08 September 2010



Lauren Jones

Mother to daughter. Father to son. Man to man. Woman to woman. Husband to wife. Child to parent. Friend to friend. Teacher to student. These are the ties that bind, the threads that connect us to every aspect of the lives we live.

Now, I’m going to let you in on a little secret: I am never without words. Throughout my schooling career my report cards stated, explicitly, that I really needed to stop talking so much in class. Sitting in front of my computer screen last night, having just come home from the collaborative explosion between choreographer Sylvia “Magogo” Glasser and poet Lebo Mashile, I simply didn’t know where to begin. How could I, who had just experienced the most beautiful union of poetry and dance, even attempt to describe what my eyes had just seen. The simple answer: I can’t. But what I can tell you is that Threads was beauty in motion, a piece of artistry that set my soul on fire and my heart alight with the passion I was constantly receiving from the dancers of Moving Into Dance Mophatong (MIDM).

Created for MIDM’s 30th anniversary in 2008 , “Threads” tells a series of stories that deal with “gender relationships and cultural and artistic identity in South African society.” A pregnant Mashile takes to the stage as narrator, commentator, dancer, societal chorus and instigator, finding herself weaving in and out of the various narratives which permeate the lives of so many South Africans, no matter which culture or creed. The eight dancers, choreographed by Glasser, who was assisted by Muzi Shili and Sonia Radebe, portrayed various aspects of society today and attempted to reveal those very threads which link us all on some level.

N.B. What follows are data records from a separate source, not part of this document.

PR #78, opened 2023-08-23
User Visits Verification Status api endpoint

pxwxnvermx:
[Ticket](https://dimagi-dev.atlassian.net/browse/CCPC-105)

image

### DIFF
--- a/commcare_connect/opportunity/api/serializers.py
+++ b/commcare_connect/opportunity/api/serializers.py
@@ -45,4 +45,4 @@ class UserVisitVerificationStatusSerializer(serializers.Serializer):
     daily_visits = serializers.IntegerField()
     approved = serializers.IntegerField()
     rejected = serializers.IntegerField()
-    failed = serializers.IntegerField()
+    pending = serializers.IntegerField()
--- a/commcare_connect/opportunity/api/serializers.py
+++ b/commcare_connect/opportunity/api/serializers.py
@@ -1,6 +1,6 @@
 from rest_framework import serializers
 
-from commcare_connect.opportunity.models import CommCareApp, Opportunity
+from commcare_connect.opportunity.models import CommCareApp, Opportunity, UserVisit
 
 
 class CommCareAppSerializer(serializers.ModelSerializer):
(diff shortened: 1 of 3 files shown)


commcare_connect/opportunity/api/views.py
```diff
@@ -30,3 +44,24 @@ def get(self, *args, **kwargs):
...
+    serializer_class = UserVisitVerificationStatusSerializer
+    permission_classes = [IsAuthenticated]
+
+    def get(self, *args, **kwargs):
+        user_visits = UserVisit.objects.filter(user=self.request.user, opportunity=kwargs.get("pk"))
+        total_visits = user_visits.count()
+        daily_visits = user_visits.filter(visit_date__date=datetime.today().date()).count()
+        approved = user_visits.filter(status=VisitValidationStatus.approved).count()
+        pending = user_visits.filter(status=VisitValidationStatus.pending).count()
+        rejected = user_visits.filter(status=VisitValidationStatus.rejected).count()
```
snopoke, line 59: you should be able to do these aggregations in a single query with conditional aggregations: https://docs.djangoproject.com/en/1.8/ref/models/conditional-expressions/#conditional-aggregation

snopoke: Would be good to put this is a tested function

commcare_connect/opportunity/api/views.py
```diff
@@ -30,3 +44,24 @@ def get(self, *args, **kwargs):
...
+        ret = {
+            "approved": approved,
+            "pending": pending,
+            "rejected": rejected,
+            "total_visits": total_visits,
+            "daily_visits": daily_visits,
+        }
+        return Response(UserVisitVerificationStatusSerializer(ret).data)
```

In a most interesting manner, Threads branched out into various stories which could stand alone or interweave, but all of which somehow related to one another. There were a few moments, mostly related to gender politics, which really spoke to me from within a piece that was loaded with significance. One such moment involved the four female dancers who began to gyrate centre stage, surrounded by a pool of light and only dancing within the confines already imposed upon them.

The symbolic stepping out of these restraints depicted women unbound but experiencing a freedom which comes at a cost, as Mashile’s poem “What kind of woman would” kill, sell her child, leave her home, and so on, became strikingly relevant. This idea of the labeling of women as either this, or that, was later developed in Mashile’s provocative poem about the various positions and functions that a woman is “allowed” to fulfill. An appreciative muttering, a few uncomfortable laughs and a couple of enthusiastic “aweh’s” were my indication that Mashile had quite effectively hit the nail on the head!

The changes in music really worked for the piece, creatively merging Mashile’s poetry with a musical score (by Leon Erasmus, Nhlanhla Mahlangu and Thunderdrums) which played off , of and spoke to the dancing which was happening onstage. Easily my favourite moment of the entire piece occurs at the very end, where Mashile’s original poem about what dance means to her is juxtaposed with a high-energy dance using all eight other performers.

As the score reaches a crescendo and joy emanates from every musical note, Mashile rides that wave of elation and declares to the audience her new-found love for dance. Eight bodies surround her, moving to the beat, both together and individually, impressing upon the audience the absolute beauty and fulfillment that exists in dance. And, in a fitting end to a work which so successfully merges the art of the spoken word and the expression of dance, Mashile’s booming voice drowns the auditorium and steals my heart: “This body is a pen. Its movements are words… I dance to know myself because my self is unknown.”